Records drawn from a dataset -
□ □ □ □

PR #252, opened 2022-06-13
Auto-merge dependency updates

danepowell:
I see you've enabled dependabot on this repo. I find manual review of dependabot PRs to be onerous and unnecessary. If you have good test coverage and tests pass, you might as well just automatically merge the PR and save yourself a few clicks.

I use this on all of my other repos (Acquia CLI, BLT, etc), it works great! The only difference is that we use Violinist and you use Dependabot, but I think it should still work.

### DIFF
--- a/.github/workflows/automerge.yml
+++ b/.github/workflows/automerge.yml
@@ -1,0 +1,28 @@
+name: Merge dependency updates
+on:
+  workflow_run:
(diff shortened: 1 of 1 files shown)


TravisCarden:
Cool. Thanks, @danepowell!

PR #253, opened 2022-06-16
Update static analysis tools for upstream Composer allow-plugins changes

secretsayan:


src/Domain/Composer/ComposerFacade.php
```diff
@@ -261,7 +261,7 @@ public function validate(string $path): void {
       '--ansi',
       'validate',
     ];
-    $this->runComposer($command, [$path], $this->orca->getPath());
+    $this->runComposer($command, [$path], dirname($this->fixture->getPath()));
```
TravisCarden, line 264: Why do we need to set the CWD to the directory _above_ the fixture root, @secretsayan? Is it just so Composer isn't interpreting the fixture's Composer config (i.e., it's `composer.json`)? If it doesn't actually matter, we don't need to pass a value here at all, because it defaults to the fixture root. If it does matter, would it work like the below? Just from memory, I think `::getPath()` might support that, and it would be preferable to using a system function directory--for unit testing, for example.

```php
$this->fixture->getPath('..')
```

secretsayan: Modified the code as per suggestions.

Yes, this path does matter, otherwise it would interfere with the composer.json config present in the fixture itself.

src/Domain/Fixture/FixtureCreator.php
```diff
@@ -316,6 +316,11 @@ private function addAllowedComposerPlugins(): void {
       }
     }
 
+    // Adding this to allowed-plugins, to counter the error in our integrated
+    // builds. This should be removed when drupal-recommended-project is
+    // re-enabled using PR https://github.com/acquia/orca/pull/257.
```
TravisCarden, line 321:
```suggestion
    // @todo Adding this to allowed-plugins, to counter the error in our
    //   integrated builds. This should be removed when
    //   drupal-recommended-project is re-enabled using PR
    //   https://github.com/acquia/orca/pull/257.
```

PR #259, opened 2022-07-05
Add exception handling to composer normalize

secretsayan:


src/Domain/Composer/ComposerFacade.php
```diff
@@ -282,7 +285,12 @@ public function normalize(string $path, array $args = []): void {
     $command = array_merge($command, $args);
     // The cwd must be the ORCA project directory in order for Composer to
     // find the "normalize" command.
-    $this->runComposer($command, [$path], $this->orca->getPath());
+    try {
+      $this->runComposer($command, [$path], $this->orca->getPath());
+    }
+    catch (\Exception $e) {
+      throw new OrcaException($e->getMessage());
```
TravisCarden, line 292: The point here is to suppress Composer Normalizer failures, right, @secretsayan? Wouldn't throwing a new exception still let it fail?

secretsayan: @TravisCarden: I was thinking that this [line](https://github.com/acquia/orca/blob/develop/src/Domain/Tool/ComposerValidate/ComposerValidateTask.php#L53) would suppress the `OrcaException`. Anyways, I have made the necessary changes.

secretsayan:
This PR may be closed as the changes are moved to https://github.com/acquia/orca/pull/253

PR #261, opened 2022-07-07
Update to Acquia CMS 2.0

secretsayan:


secretsayan:
@vishalkhode1 : It seems ACMS 2.0 has some conflict with lightning_page. can you please check and suggest

cc: @TravisCarden

TravisCarden (approved):

PR #262, opened 2022-07-08
ORCA-400: Fix Composer Normalize bug

secretsayan:


TravisCarden (changes requested):
@secretsayan, is there any way to accomplish this without resorting to global config? It's best not to have side effects outside the fixture, and we've successfully avoided that so far. Could we perhaps invoke the normalizer via its code API so the plugin never has to be loaded anywhere at all?

secretsayan:
Closing this PR as this will be automatically resolved in the next release of Composer, which is `composer 2.3.11`

PR #273, opened 2022-08-12
Update before_install.sh

secretsayan:


secretsayan:
This is not required anymore as pecl is working fine

PR #274, opened 2022-08-17
ORCXA-422: Fix YamlLint 

secretsayan:


wimleers:
There's no information provided here.

What problem did this fix?

This introduced a significant regression: `.yml` files that are not targeted at Drupal are validated too. For example, those associated with a CI system in a `.hidden` directory.

PR #277, opened 2022-08-25
Install and use Chromedriver on the host to fix timeouts

danepowell:
Both Chrome and Chromedriver should already be available OOTB on the devops and GitHub Actions pipelines. I don't know why we're still supporting Travis CI.


TravisCarden (approved):
This looks good to me!

PR #278, opened 2022-08-25
Enable dependabot

danepowell:
Some of ORCA's dependencies are outdated and actually have breaking changes that need to be addressed. It's good to keep these updated automatically.

### DIFF
--- a/.github/dependabot.yml
+++ b/.github/dependabot.yml
@@ -1,0 +1,6 @@
+version: 2
+updates:
+  - package-ecosystem: "composer"
+    directory: "/"
+    schedule:
+      interval: "daily"


composer.json
```diff
@@ -72,6 +72,9 @@
             "webdriver-binary/binary-chromedriver": true
         },
         "discard-changes": true,
+        "platform": {
+            "php": "7.4"
```
danepowell, line 76: This prevents Dependabot (or anyone else for that matter) from accidentally installing dependencies that won't run in PHP 7.4

TravisCarden: A change like this should have its own PR (and discussion 🙂). Dependabot can just specify its PHP version in its YAML file, right?

danepowell: No, as far as I know this is the only way to constrain the PHP version.

Why would you not want this? If you install a PHP 8 dependency ORCA's tests will fail (as happened to me on #277 initially, what a pain). Limiting packages to those that support PHP 7.4 can only be a good thing.

danepowell:
@secretsayan can someone from your team review this? I think you'd be happier with automated dependency updates, but please either close this or merge it 😄 

If you decide to close it, you should delete the automerge workflow and anything else related to automated updates.

TravisCarden:
@secretsayan, we can discuss this any time you like, and then I intend to leave the final decision up to you.

composer.json
secretsayan: @danepowell : ORCA needs to be installable in php 8.1 as well, so can we remove the platform config mentioned above. 

Also as we need to install ORCA in multiple php versions (7.4, 8.0 and 8.1) we may not pin our dependencies to a specific php version. We need to depend on CI finding it and what happened to you is exactly what we want to happen.

secretsayan:
Thanks @danepowell.

secretsayan (approved):

TravisCarden (approved):

PR #279, opened 2022-08-26
Make jobs work on Drupal 10

secretsayan:


danepowell:
I would suggest not removing config platform universally, but only for jobs that you _know_ conflict with it, i.e. Drupal 10.

For instance, if the config platform for some reason caused Drupal 9 installs to fail, that's an error that we would want ORCA to catch.

TravisCarden:
@danepowell, wouldn't removing `config.platform.php` _only_ for Drupal 10 conflict with https://github.com/acquia/drupal-recommended-project/pull/220, where you're trying to increase it to 8.0? It seems like that would cause all of our PHP 7.4 jobs to fail. Am I missing something?

danepowell:
I guess "jobs we know to fail" would then include Drupal 10 jobs and PHP 7.4 jobs.

If it's easier to just remove the config from every job, I won't complain.

src/Domain/Fixture/FixtureCreator.php
```diff
@@ -211,6 +212,19 @@ private function createComposerProject(): void {
...
+  /**
+   * Remove "config.platform" parameter from fixture root composer.json.
+   */
+  private function removeComposerConfigPlatform(): void {
+    $this->output->writeln("Removing Platform Dependencies");
+    try {
+      $this->composer->removeConfig(['platform']);
+    }
+    catch (\Exception $e) {
+      $this->output->writeln("Operation failed.");
```
TravisCarden, line 224: Let's be a little more specific with our error message, e.g.,

```suggestion
      $this->output->writeln("Failed to remove Composer platform requirements.");
```

We should update the message on line 219 accordingly, e.g., "Removing Composer platform requirements". And it wouldn't hurt to rename the method to match.

src/Domain/Fixture/FixtureCreator.php
```diff
@@ -252,8 +266,11 @@ private function fixDefaultDependencies(): void {
     }
 
     // Acquia CMS uses drupal-test-traits as a dev dependency.
+    // Add only when drupal core version is NOT 10.
```
TravisCarden, line 269:
```suggestion
    // Add only when Drupal core version is NOT 10.
```

src/Domain/Fixture/SiteInstaller.php
```diff
@@ -187,8 +187,7 @@ private function addDependencies(): void {
       'help',
       'toolbar',
     ]);
-    $this->addItems($info_file, 'themes', ['seven']);
-
+    $this->addItems($info_file, 'themes', ['claro']);
```
TravisCarden, line 190:
```suggestion
    $this->addItems($info_file, 'themes', ['claro']);

```
🙂

src/Domain/Tool/Phpunit/PhpUnitTask.php
```diff
@@ -143,13 +143,25 @@ private function setTestSuite(): void {
...
+      $whitelist = $this->doc->createElement('whitelist');
+    }
+    else {
+      // Checking Drupal 10 case.
+      $whitelist = $this->xpath->query('//phpunit/coverage')->item(0);
+      assert($whitelist instanceof \DOMElement);
+      $whitelist->parentNode->removeChild($whitelist);
+      $appendTo = "//phpunit";
+
+      // Creating new "whitelist" element.
```
TravisCarden, line 162:
```suggestion
      // Creating new "coverage" element.
```

src/Options/FixtureOptions.php
```diff
@@ -343,6 +341,27 @@ public function getCoreResolved(): string {
     return $version;
   }
 
+  /**
+   * Check if core version resolves to the constraint provided.
```
TravisCarden, line 345:
```suggestion
   * Checks if core version resolves to the constraints provided.
```

I don't make the rules. 🤷 😉

> For most functions... summary lines must start with a third person singular present tense verb, and they must explain what the function does. Example: "Calculates the maximum weight for a list."

\- https://www.drupal.org/docs/develop/standards/api-documentation-and-comment-standards#functions

src/Options/FixtureOptions.php
```diff
@@ -343,6 +341,27 @@ public function getCoreResolved(): string {
...
+   *
+   * @param string $constraints
+   *   The constraint to check for.
```
TravisCarden, line 348:
```suggestion
   * @param string $constraints
   *   The constraints to check for.
```

tests/Domain/Composer/ComposerFacadeTest.php
```diff
@@ -257,6 +257,34 @@ public function testIsValidConstraint($expected, $version): void {
     self::assertEquals($expected, $actual, 'Correctly determined validity of version constraint.');
   }
 
+  public function configList(): array {
```
TravisCarden, line 260: This is the convention in the rest of the tests:
```suggestion
  public function providerRemoveConfig(): array {
```
Also, the provider always goes _after_ the test method.

tests/Domain/Composer/ComposerFacadeTest.php
```diff
@@ -257,6 +257,34 @@ public function testIsValidConstraint($expected, $version): void {
...
+    return [
+      [['platform']],
+    ];
+  }
+
+  /**
+   * @dataProvider configList
```
TravisCarden, line 267: ...and, correspondingly:

```suggestion
   * @dataProvider providerRemoveConfig
```

TravisCarden (changes requested):
Nice. A handful of minor points.

src/Options/FixtureOptions.php
secretsayan: Awesome :)

TravisCarden (approved):

PR #280, opened 2022-08-30
Ensure that the platform Composer bin is used on CI

secretsayan:


secretsayan:
Proof that this works with ACQUIA CI https://github.com/acquia/devops-orca/pull/22

PR #57, opened 2023-06-04
Monorepo the `forth3` project

jamesmunns:
Keeps `forth3` and `f3repl`, `forthboy`'s parts now live in https://github.com/tosc-rs/teletype/.

Same deal as #54.

This should NOT be a squash merge.


source/forth3/.github/workflows/ci.yml
hawkw, line 1: we'll presumably need to delete this and roll it into the main CI config

source/forth3/.github/workflows/ci.yml
```diff
@@ -0,0 +1,165 @@
+name: CI
```
jamesmunns, line 1: This should eventually be integrated into mnemos' CI. It's pretty important IMO to preserve regular + miri testing.

hawkw (approved):
we should probably remove the separate CI config in forth3, because, AFAIK, a `.github` dir that isn't in the repo root doesn't do anything. other than that, LGTM!

source/forth3/.github/workflows/ci.yml
jamesmunns: Opened as #58!

PR #60, opened 2023-06-04
initial `maitake::time` integration

### LINKED ISSUE #46: maitake timer wheel integration
`maitake` includes a [hierarchical timer wheel implementation](https://mycelium.elizas.website/maitake/time/index.html). this is a data structure that's optimized for tracking timers of varying durations.

replacing the current timer implementation in mnemOS with `maitake::time` would let the kernel manage larger numbers of timers more efficiently.

hawkw:
This is a first pass at an integration with `maitake::time`'s timer
wheel.

I've added a `maitake` timer to the `Kernel`, changed the existing code
in `melpomene` that uses `Delay` to use the kernel's timer instead, and
added a new `sleep::ms` async builtin word to the Forth VMs that makes
the forth task sleep for that many milliseconds.

[Screencast from 2023-06-04 10-36-16.webm](https://github.com/tosc-rs/mnemos/assets/2796466/694226f1-7266-427d-8eac-2b5310c419f1)

Note that we can't (currently) simulate the hardware timer in oneshot
mode in melpomene. This is because we don't have a way to wait for any
"interrupt", since we... don't actually get interrupts in the simulator.
Right now the simulator uses a "timestamp-based" timer mode but it could
also simulate a periodic timer by spawning a separate Tokio task to
advance the timer. We *could* also do wait-for-interrupt behavior if we
added a channel to the sim drivers so they can notify the run loop on a
pretend interrupt, but I didn't want to implement that as part of this
branch.

Closes #46


Cargo.toml
```diff
@@ -17,7 +17,8 @@ members = [
 
 [patch.crates-io.maitake]
 git = "https://github.com/hawkw/mycelium.git"
-rev = "5149ee6146a9e0c1af56da79bb55578abf6dfddc"
+# rev = "5149ee6146a9e0c1af56da79bb55578abf6dfddc"
+branch = "eliza/next-deadline"
```
jamesmunns, line 21: Reminder to rev after the mycelium PR lands

source/kernel/src/forth.rs
```diff
@@ -435,6 +438,21 @@ async fn spawn_forth_task(forth: &mut forth3::Forth<MnemosContext>) -> Result<()
...
 }
 
+/// Binding for [`Kernel::sleep()`]
+///
+/// Sleep for the provided number of milliseconds.
+///
+/// Call: `MILLIS sleep`.
+/// Return: No change
+async fn sleep_ms(forth: &mut forth3::Forth<MnemosContext>) -> Result<(), forth3::Error> {
+    let millis = forth.data_stack.try_pop()?.as_i32();
```
jamesmunns, line 448: You probably want to check this is not negative, otherwise we're gunna be sleeping for a hot minute

source/kernel/src/lib.rs
```diff
@@ -240,11 +253,20 @@ impl Kernel {
...
+        inner.scheduler.tick()
 
         // TODO: Send time to userspace?
     }
 
+    /// Initialize the kernel's `maitake` timer as the global default timer.
+    ///
+    /// This allows the use of `sleep` and `timeout` free functions.
+    /// TODO(eliza): can the kernel just "do this" once it becomes active? Or,
+    /// have a "kernel.init()" or something that does this and other global inits?
```
jamesmunns, line 265: ATM, the only "init" is what we do in `new`. There are a couple steps that are "place the global thing", then use it.

We could document that `Kernel::new()` should only be called once.

FWIW: I haven't really been using any globals, and we might want to consider just having a kernel global that gives access to everything.

source/melpomene/src/main.rs
```diff
@@ -347,13 +348,29 @@ fn kernel_entry(opts: MelpomeneOptions) {
...
+        let tick = k.tick();
 
         KERNEL_LOCK.store(false, Ordering::Release);
+
+        // advance the timer
+        let ticks = t0.elapsed().as_millis() as u64;
+        let turn = k.timer().force_advance_ticks(ticks);
+        t0 = tokio::time::Instant::now();
+
+        if turn.expired == 0 && !tick.has_remaining {
```
jamesmunns, line 366: This seems generally acceptable to me, I'm not sure how we'd abstract that across other hardware platforms, but its okay if you don't solve "why are all these OS bits in the simulator and not the kernel" in this PR.

jamesmunns (approved):
Couple of comments, overall looks good!

Cargo.toml
hawkw: oh, yeah, this can be pointed back to main

source/kernel/src/forth.rs
hawkw: good call

source/kernel/src/lib.rs
hawkw: I would love to have a kernel global eventually --- I'm thinking this would be rolled into whatever sets up the global kernel context, when that exists. I don't think `Kernel::new` can do this, because the `set_global_timer` interface is only callable with a `&'static Timer`...

source/melpomene/src/main.rs
hawkw: yeah...the fact that this needs to actually figure out how much time has elapsed makes this a little more complex than just taking a "wait for interrupt" function or whatever. we'll need some kind of abstraction which i was thinking was better to figure out later.

PR #61, opened 2023-06-05
feat(melpo): fake "wait for interrupt"

hawkw:
This branch changes Melpomene's kernel main loop to behave somewhat more
like a "real" kernel on hardware would, by waiting for a (simulated)
interrupt or timer when the kernel executor has nothing else to do.
Since the simulator does not handle real hardware interrupts, we fake an
"interrupt" using a `tokio::sync::Notify` that the simulated kernel task
awaits when it is waiting for an interrupt. The simulated drivers wake
this `Notify` when they receive a "hardware interrupt".

### DIFF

□ □ □ □

Exercise brief -
Working from the entries above, return all lines that contain "Thanks".

Output for this task -
Cool. Thanks, @danepowell!
Thanks @danepowell.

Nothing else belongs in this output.